The Securities and Exchange Commission (SEC) recently announced its Spring 2021 Unified Agenda of Regulatory and Deregulatory Actions, which summarises topics financial regulatory agencies will be addressing in the coming months.
“The SEC has a lot of regulatory work ahead of us,” said SEC Chair Gary Gensler. “I look forward collaborating with my fellow commissioners and the dedicated staff to propose and finalize rules that will strengthen our markets, increase transparency, and safeguard investors.”
Proposed and final regulatory topics on the SEC Regulatory Agenda include a continued emphasis on modernizing the financial regulatory system, increased disclosure and transparency measures, and continued rulemaking regarding the Dodd-Frank Reform Act of 2010.
The following is a summary of the major initiatives included in the SEC’s Spring Regulatory Agenda.
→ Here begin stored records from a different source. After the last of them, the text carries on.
PR #440, opened 2014-10-21
Add Haskell client `redis-io`.

twittner:


soveran:
Can you resubmit? Don't add empty new lines (I will do that in one pass after merging all the other pull requests) and rebase with current master.

PR #472, opened 2014-12-24
Add OCaml client

aluuu:


soveran:
Please change the patch so that it doesn't add empty newlines. In the future I may change that, but for now I'd like to keep merging other clients with the current format.

aluuu:
Ok. There's commit without newline changes.

soveran:
Thanks!

PR #507, opened 2015-03-13
hearthbeats → heartbeats

badboy:


antirez:
Thanks @badboy, sorry I was told than when in doubt it was better to add a few `h`s.

badboy:
:D

PR #509, opened 2015-03-15
Fix distribution for allkeys-random policy in lru-cache.md

xkrt:
As far as I can see in the description of the allkeys-random policy we are talking about [Uniform distribution](http://en.wikipedia.org/wiki/Uniform_distribution_(continuous)), not about [Normal distribution](https://en.wikipedia.org/wiki/Normal_distribution)


soveran:
@xkrt Thanks!

PR #515, opened 2015-03-23
Fix parameter name in CONFIG SET

jbochi:


badboy:
Indeed, that makes it a bit more clear. Will merge in a second.

PR #530, opened 2015-04-09
Setslot fixes

badboy:
1. Just a typo, it should be the destination id as in the docu above
2. Isn't the correct and better way to use `SETSLOT id NODE node-id` on one node and let it propagate? `redis-trib.rb` does the same.


badboy:
@antirez ping

antirez:
Hello @badboy, you are correct in both the instances. Thanks.

PR #1751, opened 2022-01-25
New structure for: admin, ldb, pubsub, memory-optimization, transaction, pipelining

slorello89:
Moved admin, ldb, pubsub, memory-optimization, transaction, pipelining topics to their new structure, added appropriate headers for hugo, did some light copy editing on them, added new lines for longer lines to make diffs easier and to comply with contributing standards.


slorello89:
For some odd reason, the `git mv` for the pipelining doc did not take and it seems to think the whole thing was deleted and recreated. Any thoughts?

docs/manual/admin.md
```diff
@@ -1,11 +1,16 @@
...
+  - /topics/admin
+---
+
 
 This page contains topics related to the administration of Redis instances.
 Every topic is self contained in form of a FAQ. New topics will be created in the future.
 
-Redis setup hints
------------------
+## Redis setup hints
```
zuiderkwast, line 13: These two are equivalent in markdown. We try to avoid unnecessary changes because it makes the diff larger and messes up the git log and blame information.

docs/manual/lua-debugging.md
```diff
@@ -16,35 +27,43 @@ The Redis Lua debugger, codename LDB, has the following important features:
...
 
 A simple way to get started with the Lua debugger is to watch this video
 introduction:
 
 <iframe width="560" height="315" src="https://www.youtube.com/embed/IMvRfStaoyM" frameborder="0" allowfullscreen></iframe>
 
-**Important note:** please make sure to avoid debugging Lua scripts using your Redis production server. Use a development server instead. Also note that using the synchronous debugging mode (which is NOT the default) results into the Redis server blocking for all the time the debugging session lasts.
+> Important Note:  please make sure to avoid debugging Lua scripts using your Redis production server.
+Use a development server instead.
+Also note that using the synchronous debugging mode (which is NOT the default) results in the Redis server blocking for all the time the debugging session lasts.
```
zuiderkwast, line 39: For new text, we use this style, but please don't reflow old text. It's unnecessary changes.

docs/manual/lua-debugging.md
```diff
@@ -16,35 +27,43 @@ The Redis Lua debugger, codename LDB, has the following important features:
...
-To start a new debugging session using `redis-cli` do the following steps:
+To start a new debugging session using `redis-cli` do the following:
 
 1. Create your script in some file with your preferred editor. Let's assume you are editing your Redis Lua script located at `/tmp/script.lua`.
 2. Start a debugging session with:
 
-    ./redis-cli --ldb --eval /tmp/script.lua
+```
+./redis-cli --ldb --eval /tmp/script.lua
+```
```
zuiderkwast, line 48: Unnecessary changes. The old and new markdown are equivalent.

zuiderkwast (commented):
Is there any particular reason for moving the files?

Regarding git mv, there is actually no moving in git. It is just a delete and add another file. When we use git diff, git log and git show later, it is shown as a moved file if git is smart enough to figure this out. See the `--find-renames` option in `git help show`.

itamarhaber:
@zuiderkwast thanks for reviewing!

Moving to the new site includes both infra and content revamps. Part of the content revamp is **massively** restructuring the contents under /topics to make it approachable and usable. There's no way to do it IMO other than "refactoring" most of it.

zuiderkwast:
@itamarhaber Restructuring, fine, but I can't see how changing markdown to equivalent markdown is good for anything (other than polluting the git blame and causing merge conflicts to any open PRs); line breaks same. If there is a difference in how the markdown is rendered in the new website, fine, then please explain it in the commit message.

That said, it's up to you what you want to merge. :-)

docs/manual/admin.md
banker: Thanks for the feedback and very valid point, @zuiderkwast. It's true that these two heading types are equivalent, but the underline-style headings only support H1 and H2 elements. As part of this organizational effort, we'd like to support H3, and even H4, headings, which means that we'll also eventually have to introduce the "#"-style headings. This sets us up for consistency. Hopefully this is only a minor pain in the short term.

docs/manual/lua-debugging.md
banker: Agreed and fixed. Thanks, @zuiderkwast.

zuiderkwast:
> thanks for reviewing

@itamarhaber FYI I didn't review. I stopped after a few lines. There were too many non-essential changes so I thougt I'll review again when they're reverted.

PR #1752, opened 2022-01-25
redis.io replication, eviction, admin, and persistence edits

kaitlynmichael:
replication.md
eviction.md
admin.md
persistence.md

Environmental, Social, and Corporate Governance / Impact Investing and Cyber Security Disclosures
Impact investing or ESG investing has become a hot topic in the financial world as more investors are weighing the impact of companies they invest in, and the SEC is considering requiring more disclosures in these areas. In March of 2021, the SEC Announced an Enforcement Task Force Focused on Climate and ESG Issues and regulators will continue working on crafting proposed rules regarding companies’ impact on climate.
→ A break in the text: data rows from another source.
PR #1756, opened 2022-01-27
Documentation for ACL V2 + ACL DRYRUN

madolson:
Reference implementation: https://github.com/redis/redis/pull/9974


commands/acl-setuser.md
```diff
@@ -17,6 +17,19 @@ set command (+set rule). Then another SETUSER call can modify the user rules:
...
+Selectors are added by wrapping the rules in parentheses and providing them just like any other rule.
+To verify that a user can execute a command, first the root permissions are checked, and then all of its selectors are checked.
+If any of these rule sets match the command, the command can be executed.
+For example:
+
+    ACL SETUSER virginia on +GET allkeys (+SET ~app1*)
+
+This sets a user with two sets of permission, one defined on the user and one defined with a selector.
+The root user permissions only allows executing the get command, but can be executed on any keys.
+The selector then grants a secondary set of permissions, access to the SET command that be executed on any key that start with app1.
```
zuiderkwast, line 30:
```suggestion
The selector then grants a secondary set of permissions: access to the `SET` command to be executed on any key that starts with "app1".
```

commands/acl-setuser.md
```diff
@@ -40,11 +53,14 @@ The following documentation is a reference manual about the capabilities of this
 
 ## List of rules
 
+Redis ACL rules are split into two categories, rules that define command permissions, "Command rules", and rules that define user state, "User management rules".
```
zuiderkwast, line 56:
```suggestion
Redis ACL rules are split into two categories: rules that define command permissions, "Command rules", and rules that define user state, "User management rules".
```

and possibly, use *emphasis* instead of "quotes" when introducing the new concepts

topics/acl.md
```diff
@@ -396,6 +413,51 @@ Example:
 In the previous section it was observed how it is possible to define commands
 ACLs based on adding/removing single commands.
 
+## Selectors
+
+Redis supports additional sets of rules that are evaluated independently of the main user permissions.
+These secondary sets of permissions are called selectors and added by wrapping a set of rules within parentheses.
+Selectors are evaluated after the main user permissions are checked and are evaluated in the order they are added to the user. 
+A command is allowed if either the root user permissions or any selectors matches a command.
```
zuiderkwast, line 421:
```suggestion
A command is allowed if either the main user permissions or any selectors matches a command.
```

topics/acl.md
```diff
@@ -396,6 +413,51 @@ Example:
...
+
+For example, consider a user with the ACL rules `+GET ~key1 (+SET ~key2)`.
+This user is able to execute `GET key1` and `SET key2 hello`, but not `GET key2` or `SET key1 world`.
+
+Unlike the root user permissions, selectors can not be modified after they are added.
+Selectors can be removed with the `clearselectors` keyword, which removes all of the added selectors.
+Note that `clearselectors` does not remove the root user permissions.
```
zuiderkwast, line 428:
```suggestion
Unlike the main user permissions, selectors cannot be modified after they are added.
Instead, selectors can be removed with the `clearselectors` keyword, which removes all of the added selectors.
Note that `clearselectors` does not remove the main user permissions.
```

topics/acl.md
```diff
@@ -396,6 +413,51 @@ Example:
...
+* R (Read): User supplied data from the key is processed, copied or returned. Note that this does not include metadata such as size information (example `STRLEN`), type information (example `TYPE`) or information about whether a value exists within a collection (example `SISMEMBER`). 
+
+Permissions can be composed together by specifying multiple characters. 
+Specifying the permission as 'RW' is considered full access and is analogous to just passing in `~<pattern>`.
+
+For a concrete example, consider a user with ACL rules `+@all ~app1:* (+@readonly ~app2:*)`.
+This user has full access on `app1:*` and readonly access on `app2:*`.
+However, some commands support reading data from one key, doing some transformation, and storing it into another key.
+One such command is the `COPY` command, which copies the data from the source key into the destination key.
+The example set of ACL rules is unable to handle a request copying data from `app2:user` into `app1:user`, since neither the root permission or the selector fully matches the command.
```
zuiderkwast, line 447: root permission => main rule set?

topics/acl.md
```diff
@@ -396,6 +413,51 @@ Example:
...
+However, using key selectors you can define a set of ACL rules that can handle this request `+@all ~app1:* %R~app2:*`.
+The first pattern is able to match `app1:user` and the second pattern is able to match `app2:user`.
+
+Which type of permission is required for a command is documented through [key specifications](/topics/key-specs#logical-operation-flags).
+The type of permission is based off the keys logical operation flags. 
+The insert, update, and delete flags map to the write key permission. 
+The access flag flag maps to the read key permission.
```
zuiderkwast, line 454:
```suggestion
The access flag maps to the read key permission.
```

topics/acl.md
```diff
@@ -396,6 +413,51 @@ Example:
...
+
+Note: Side channels are ignored when it comes to evaluating read permissions.
+Many write commands return metadata about the modified key, for example `LPUSH` returns the size of the resulting list.
+Considering any metadata to be a read would limit the utility of the write key permissions.
```
zuiderkwast, line 458:
```suggestion
Considering any metadata to be a read would limit the utility of the read key permissions.
```

???

commands/acl-dryrun.md
```diff
@@ -0,0 +1,18 @@
...
+
+@examples
+
+```
+> ACL SETUSER FOO +SET ~*
+"OK"
+> ACL DRYRUN USER SET FOO BAR
+"OK"
+> ACL DRYRUN USER GET FOO BAR
+"This user has no permissions to run the 'GET' command"
```
zuiderkwast, line 17: This example is confusing. Is FOO the username or the key or both? Is USER the username or a subcommand?

Better use some username like "virginia" that you used somewhere else.

zuiderkwast (commented):
Looks pretty good in general.

commands/acl-setuser.md
```diff
@@ -17,6 +17,19 @@ set command (+set rule). Then another SETUSER call can modify the user rules:
...
+ACL rules can also be grouped into multiple distinct sets of rules, called selectors.
+Selectors are added by wrapping the rules in parentheses and providing them just like any other rule.
+To verify that a user can execute a command, first the root permissions are checked, and then all of its selectors are checked.
+If any of these rule sets match the command, the command can be executed.
+For example:
+
+    ACL SETUSER virginia on +GET allkeys (+SET ~app1*)
+
+This sets a user with two sets of permission, one defined on the user and one defined with a selector.
+The root user permissions only allows executing the get command, but can be executed on any keys.
```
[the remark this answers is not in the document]
zuiderkwast: Btw, here is a good place to define the concepts, e.g.

> This sets a user with two sets of permission: one defined on the user (*main rules*) and one defined with a selector (*selector rules*).

commands/acl-setuser.md
```diff
@@ -17,6 +17,19 @@ set command (+set rule). Then another SETUSER call can modify the user rules:
 
 The above rule will not apply the new rule to the user virginia, so other than `SET`, the user virginia will now be able to also use the `GET` command.
 
+ACL rules can also be grouped into multiple distinct sets of rules, called selectors.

“Human Capital Management” disclosures include issues like workforce diversity, particularly at the corporate board level, and issues dealing with how companies treat and value employees.
Enhancing Cybersecurity Risk Governance disclosure is also on the agenda, which has gained greater importance in the wake of several hacking and ransomware attacks on companies that impact the national infrastructure.
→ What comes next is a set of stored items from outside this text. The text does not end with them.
PR #1769, opened 2022-02-01
Add note about acl-pubsub-default default behaviour.

hpatro:


enjoy-binbin (commented):
ref: https://github.com/redis/redis/pull/10181

oranagra (approved):

PR #1775, opened 2022-02-04
Update doc for acl getuser

hwware:
return nil when user does not exist

### DIFF
--- a/commands/acl-getuser.md
+++ b/commands/acl-getuser.md
@@ -11,6 +11,8 @@ Selectors are listed in the order they were applied to the user, and include inf
 
 @array-reply: a list of ACL rule definitions for the user.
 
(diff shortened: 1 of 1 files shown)


commands/acl-getuser.md
```diff
@@ -11,6 +11,8 @@ Selectors are listed in the order they were applied to the user, and include inf
 
 @array-reply: a list of ACL rule definitions for the user.
 
+If `user` does not exist a nil reply is returned.
```
itamarhaber, line 14:
```suggestion
If `user` does not exist a @nil-reply is returned.
```

itamarhaber (approved):

itamarhaber:
Thanks @hwware - merging.

PR #1784, opened 2022-02-08
GETKEYSANDFLAGS sub-command, new module apis, and key-spec flags changes

oranagra:
doc changes for https://github.com/redis/redis/pull/10237

### DIFF
--- a/commands.json
+++ b/commands.json
@@ -582,7 +582,8 @@
                 },
                 "RW": true,
                 "access": true,
-                "update": true
+                "update": true,
+                "variable_flags": true
             }
         ],
         "arguments": [
@@ -2854,6 +2855,21 @@
             "stale"
         ]
     },
+    "COMMAND GETKEYSANDFLAGS": {
+        "summary": "Extract keys given a full Redis command",
+        "since": "7.0.0",
+        "group": "server",
+        "complexity": "O(N) where N is the number of arguments to the command",
+        "acl_categories": [
+            "@slow",
+            "@connection"
+        ],
+        "arity": -4,
+        "command_flags": [
+            "loading",
+            "stale"
+        ]
+    },
     "COMMAND HELP": {
         "summary": "Show helpful text about the different subcommands",
         "since": "5.0.0",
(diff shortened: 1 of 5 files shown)


commands.json
```diff
@@ -2854,6 +2855,21 @@
             "stale"
         ]
     },
+    "COMMAND GETKEYSANDFLAGS": {
+        "summary": "Extract keys given a full Redis command",
```
itamarhaber, line 2859:
```suggestion
        "summary": "Extract keys and flags given a full Redis command",
```

commands.json
```diff
@@ -4244,7 +4260,7 @@
         "arity": 3,
         "arguments": [
             {
-                "name": "function-name",
+                "name": "library-name",
```
itamarhaber, line 4263: 👍

itamarhaber (approved):

topics/key-specs.md
```diff
@@ -180,6 +181,12 @@ The difficulty arises, for example, because the string _"STORE"_ is both a keywo
 the only commands with _incomplete_ key specifications are `SORT` and `MIGRATE`.
 We don't expect the addition of such commands in the future.
 
+### variable_flags
+
+In some commands the flags for the same key name argument can depend on other arguments.
+For example the SET command has a GET argument, without the GET argument, SET is a write-only command, but with it, it becomes read+write.
+When this flag is present, it means that the flags in the key-spec will cover all options, but depending on some arguments, some flags can be removed or changed.
```
itamarhaber, line 188:
```suggestion
In some commands, the flags for the same key name argument can depend on other arguments.
For example, consider the `SET` command and its optional  _GET_ argument.
Without the _GET_ argument, `SET` is write-only, but it becomes a read and write command with it.
When this flag is present, it means that the key specification flags cover all possible options, but the effective flags depend on other arguments.
```

commands.json
oranagra: @itamarhaber should i remind you this is an auto-generated file?
i can apply your suggestion on the source, but i'm too lazy, and i think it's clear without it..

commands.json
itamarhaber: :)

PR #1786, opened 2022-02-09
Change zrange parameters names

pchmielewski:
In #1736 there were introduced new names of parameters 'min', 'max' (now 'start', 'stop'), but command in header wasn't updated

### DIFF
--- a/commands.json
+++ b/commands.json
@@ -15665,11 +15665,11 @@
                 "key_spec_index": 0
             },
             {
-                "name": "min",
+                "name": "start",
                 "type": "string"
             },
             {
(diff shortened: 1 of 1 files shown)


itamarhaber:
Hi @pchmielewski,

Thanks for noting and fixing - much appreciated!

I'm afraid, however, that the fix isn't effective - these "definitions" now live at https://github.com/redis/redis/blob/unstable/src/commands/zrange.json.
Would you care to close this PR and create a new one there?

itamarhaber:
I'm so forget-full!

PR #1787, opened 2022-02-10
Fix incorrect references to SYNC command in function dump doc

enjoy-binbin:


itamarhaber (approved):
Thank you @enjoy-binbin

PR #1800, opened 2022-02-22
Add parameter part for  PUBSUB SHARDNUMSUB command 

hwware:
PUBSUB SHARDNUMSUB command misses the following parameter part:

"arguments": [
{
"name": "channel",
"type": "string",
"optional": true,
"multiple": true
}


oranagra:
this json file is auto generated. no need to make PR to update it.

Modernization / Transparency and Disclosure
Much of the rulemaking activity will revolve around the continued modernization of the financial and regulatory system, including requiring more detailed disclosures. Highlights include:
- Equity market structure modernization includes topics related to payment for order flow, best execution, market concentration, stock buybacks, short sale disclosure, securities-based swaps ownership, and the convertible debenture market.
- Filing fee disclosure and payment methods aimed at improving preparation and payment processing.
- Changes to move more reporting to mandated electronic form rather than paper fillings.
Transfer Agents
The SEC will also be looking at ways to improve disclosure and record-keeping issues related to Transfer Agents. In the Federal Register of proposed rulemaking and request for public comment, the SEC wrote that due to technological changes, “the Commission has observed that the manner in which transfer agents carry out their traditional functions may no longer be adequately addressed in the rules.” Rule changes include issues related to “transfer agent registration and reporting requirements, safeguarding of funds and securities, and revision of obsolete or outdated rules.”
Insider Trading
Improvements to 10b5-1 affirmative defense provisions, which allow company insiders a process of making predetermined trades to avoid insider trading accusations. Gensler has indicated his belief that there is room for improvement. One area that the SEC could target is improving cooling-off periods. In June of 2021 he told the CFO Network Summit audience that “when insiders or companies adopt 10b5-1 plans, there’s currently no cooling off period required before they make their first trade. I worry that some bad actors could perceive this as a loophole to participate in insider trading…Proposals to mandate four- to six-month cooling-off periods have received public, bipartisan support … I believe this approach deserves further consideration.”
Continued Dodd-Frank Reform Implementation
The SEC will also continue unfinished work required by the Dodd-Frank Wall Street Reform and Consumer Protection Act of 2010. These include securities-based swaps, incentive-based compensation, and conflict of interest rules.
Enhancing shareholder democracy
Likely refers to actions to include shareholder proposals in a company’s proxy statements.
Special purpose acquisition companies (SPACs)
SPACS have come under increased scrutiny as companies going public via SPAC has increased in popularity.
There are 49 items included in the Spring 2021 Agency Rule List, including four in the Prerule Stage, 36 in the Proposed Rule Stage, and nine in the Final Rule Stage.